5. We have examined the decision of the Tribunal and we find that while Mr. Sabharwal is right that the departmental representatives had raised

the issue about the nature of the land in question, the Tribunal has correctly dealt with this aspect of the matter. The Tribunal noted that the

assessing officer had made the disallowance merely on the ground that there was the possibility of a shorter distance, which would be less than 8

kms from the outer limits of the municipal corporation. The Tribunal noted that the assessing officer had not doubted the nature of the land being

for agriculture. It is in these circumstances that the Tribunal rejected the plea of the departmental representative that the matter be restored to the

file of the CIT (Appeals) for verification of the fact as to whether the lands were agricultural in nature or not.

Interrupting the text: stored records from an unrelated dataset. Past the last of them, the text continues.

PR #462, opened 2026-07-29
feat(runway): git merger PROMOTE

behinddwalls:
### Why?

`PROMOTE` is the last strategy in the wire contract without an apply path. It is also the one that does not fit the shared machinery: the transforming strategies build new commits locally and push `HEAD:target`, while PROMOTE advances the target to a commit that already exists, unchanged.

### What?

Adds the `promote` path, dispatched directly from `process` rather than through `applyTransforming`.

**Fast-forward only.** After resetting to the remote tip, promote classifies the named commit three ways. Already the tip, or contained in it — idempotent success, no push. A strict descendant of the tip — a genuine fast-forward, pushed as `<sha>:refs/heads/<target>`. Anything else has diverged and is a terminal `ErrConflict`; PROMOTE never creates a commit to reconcile the two.

Because it moves the ref to an existing commit, a change of any size arrives whole by construction — its ancestry comes with it, so PROMOTE needs none of the range machinery the picking strategies do.

**Exclusivity.** `resolveAndValidate` rejects a PROMOTE that is not the entire request — one step, one change, one URI — as `ErrInvalidRequest`. Two reasons, both structural: a pre-existing commit cannot descend from commits an earlier transforming step just produced, and the push targets an exact SHA rather than the locally-built HEAD, so there is nothing for a preceding step to contribute.

**Its own availability checks.** promote bypasses `tryApply`, so it performs the object-availability and staleness checks itself. Without them a commit the remote cannot supply makes every containment query fail with a plain error, which the consumer retries forever rather than reporting a request that can never succeed.

**Contention.** The same bounded retry as the transforming path, but the loop re-runs the classification rather than the apply: if the push is rejected the tip may have moved, and the commit that was a fast-forward a moment ago may now be contained (success) or divergent (conflict).

The push is a single atomic ref update, so PROMOTE needs no separate atomicity argument. A dry-run check performs the identical classification and returns without pushing, reporting no output.

With this the merger implements every strategy in the contract; `isConcreteStrategy` now admits all four.

## Test Plan

✅ `bazel test //runway/extension/merger/git:go_default_test` — passes (61s)

New cases: fast-forward promote, promote of a commit already contained in the tip, divergent promote rejected as a conflict, a multi-commit change promoted whole to the exact named commit, an unavailable commit reported as an invalid request rather than retried, both dry-run classifications, and the two composition rules (PROMOTE with a second step, PROMOTE with a second URI) rejected as invalid requests.

## Stack
1. #459
1. #460
1. #461
1. @ #462
1. #463
1. #476
1. #477

### DIFF
--- a/runway/extension/merger/git/git_merger.go
+++ b/runway/extension/merger/git/git_merger.go
@@ -23,14 +23,16 @@
 //     single commit (squash unit = the step).
 //   - MERGE:         create a --no-ff merge commit per URI, preserving the
 //     original commit hashes in second-parent history.
+//   - PROMOTE:       fast-forward the target to an already-existing commit with
+//     no content transform. PROMOTE must be the entire request (one step, one
+//     change, one URI) because a pre-existing commit cannot descend from
+//     commits produced by an earlier transforming step.
 //   - DEFAULT:       resolved to the instance's configured DefaultStrategy
 //     before any step runs.
 //
-// PROMOTE is not implemented yet; a step naming it is rejected as
-// merger.ErrInvalidRequest until its apply path lands.
-//
 // Atomicity: for a committing merge nothing reaches the remote until the final
-// push. A step that fails to apply aborts the in-progress git operation and
+// push (PROMOTE excepted, which is itself a single atomic fast-forward ref
+// update). A step that fails to apply aborts the in-progress git operation and
 // returns without pushing.
 //
 // Contention: if the push fails because the remote tip moved between reset and
@@ -116,7 +118,7 @@ type Params struct {
 	// Target is the destination branch ref on the remote (e.g. "main").
 	Target string
 	// DefaultStrategy resolves a step whose strategy is DEFAULT. Must be a
-	// concrete strategy (REBASE, SQUASH_REBASE, or MERGE).
+	// concrete strategy (REBASE, SQUASH_REBASE, MERGE, or PROMOTE).
 	DefaultStrategy mergestrategypb.Strategy
 	// Runtime is the pinned Git runtime used for every invocation.
 	Runtime GitRuntime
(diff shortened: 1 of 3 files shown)


runway/extension/merger/git/git_merger.go
```diff
@@ -570,6 +593,75 @@ func (m *gitMerger) applyMerge(ctx context.Context, step *runwaymq.MergeStep) ([
...
+		// PROMOTE does not go through tryApply, so it performs the same
+		// availability and freshness checks itself. Without them a commit the
+		// remote cannot supply turns every containment query into a plain
+		// error, which the consumer retries forever instead of reporting.
+		if err := m.ensureObjects(ctx, []changeRef{ref}); err != nil {
+			return nil, err
+		}
+		if err := m.checkStale(ctx, []changeRef{ref}); err != nil {
+			return nil, err
+		}
```
kevinlnew: AI-generated nit: `ensureObjects` + `checkStale` re-run on every retry attempt inside promote, but the SHA doesn't change between attempts. Consider moving them before the loop (before line 608).

kevinlnew (approved):

runway/extension/merger/git/git_merger.go
behinddwalls: Fixed — both moved above the loop.

You're right that the SHA is fixed: `promote` is validated to one step / one change / one URI, so the commit under promotion cannot change between attempts. Only the target tip moves, which is what the loop is actually retrying for.

Worth noting what the per-attempt cost was, since the two differ: `ensureObjects` after the first pass is just a local `cat-file -e`, but `checkStale` is an `ls-remote` — a network round trip per attempt, against a remote we retry precisely because it's busy.

While doing it I took the re-resolve out too: `promote` now reads `rs.refs[0]` instead of calling `resolveChange` on the URI again (see the threading change on #460).

The same hoist landed in `applyTransforming` on #460, so both paths now vet the request once, up front, rather than once per attempt.

PR #464, opened 2026-07-29
test(stovepipe): add build-slow marker to the fake build runner

behinddwalls:
### Why?

The fake build runner never reports a non-terminal status — `Status` decides purely from the build id and always returns succeeded, failed, or an error. That means no integration or e2e stack can reach `buildsignal`'s reschedule branch, so the entire poll loop is exercised only by unit tests with mocked publishers. A defect in the reschedule path is invisible above the unit layer.

### What?

Adds a `build-slow` marker. `Trigger` encodes a ready-at wall-clock instant into the build id (`fake-build-slow-<readyAtMs>-<suffix>`) and `Status` reports `running` until that instant passes, then `succeeded`. Encoding the deadline in the id preserves the fake's stateless, decide-purely-from-the-id property, so `Trigger` and `Status` can still live in different processes. The window is a `slowBuildDuration` field on the runner, defaulted in `New()`, so tests construct a runner with their own value instead of mutating shared state.

Also widens `marker()` to end a token at `/` as well as `&` and `#`. The fake SourceControl builds head URIs as `git://<queue>/HEAD`, so a marker injected through a queue name sits mid-URI and would otherwise be read as `build-slow/HEAD`. Existing markers sit at the end of a URI and are unaffected.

6. Mr. Sabharwal had also placed reliance on the Supreme Court decision in the case of National Thermal Power Co. Ltd. Vs. Commissioner of

Income Tax, . He had relied on the said decision to canvas the proposition that the Tribunal could very well have examined the question of nature

of the lands even though it had not been in issue before the lower authority. However, we find that the decision in National Thermal Power Co.

Ltd. (supra) would be of no assistance to the revenue. In the said decision it has been clearly noted that the Tribunal had jurisdiction to examine a

question of law which ""arose from the facts as found by the Income Tax Authorities"" and which had a bearing on the tax liability of the assessee.

The point to be noted is that the question of law which could be raised before the Tribunal would have to arise from the facts as found by the

income tax authorities. In other words, there must be some factual basis on which the question of law is raised before the Tribunal. The relevant

facts must be on record. In the present case the assessing officer had not doubted the fact that the lands in question were agricultural in nature.

There is no foundational fact that the lands were not agricultural in nature. As such the plea raised by the departmental representative before the

Tribunal could not be gone into by the Tribunal as there was no foundational basis for the same. Clearly, the decision in National Thermal Power

Co. Ltd. (supra) would be of no avail to the revenue in the facts of the present case.

7. In view of the foregoing, no interference is called for with the impugned order of the Tribunal. In any event no substantial question of law arises

for the consideration of this court. The appeals are dismissed.